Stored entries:

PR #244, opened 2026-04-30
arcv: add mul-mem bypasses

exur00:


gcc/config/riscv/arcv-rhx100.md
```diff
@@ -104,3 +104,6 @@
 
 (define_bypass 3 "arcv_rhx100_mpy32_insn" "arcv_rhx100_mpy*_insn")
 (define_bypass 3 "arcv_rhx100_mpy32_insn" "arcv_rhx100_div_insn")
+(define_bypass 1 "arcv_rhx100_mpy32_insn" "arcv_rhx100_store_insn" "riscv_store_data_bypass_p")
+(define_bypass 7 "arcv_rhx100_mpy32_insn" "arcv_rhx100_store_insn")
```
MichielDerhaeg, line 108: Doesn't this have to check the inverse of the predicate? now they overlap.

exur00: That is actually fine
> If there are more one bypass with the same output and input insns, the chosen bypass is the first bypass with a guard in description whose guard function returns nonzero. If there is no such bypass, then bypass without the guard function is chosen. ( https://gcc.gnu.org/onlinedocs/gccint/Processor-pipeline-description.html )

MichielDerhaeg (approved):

* * *

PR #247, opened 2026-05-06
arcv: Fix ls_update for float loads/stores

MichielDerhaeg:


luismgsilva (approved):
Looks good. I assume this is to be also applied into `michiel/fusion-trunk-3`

▶ **Problem description**: Would you please copy every line in the data that contains the word "opened"?

▶ **Result of this exercise**:
PR #244, opened 2026-04-30
PR #247, opened 2026-05-06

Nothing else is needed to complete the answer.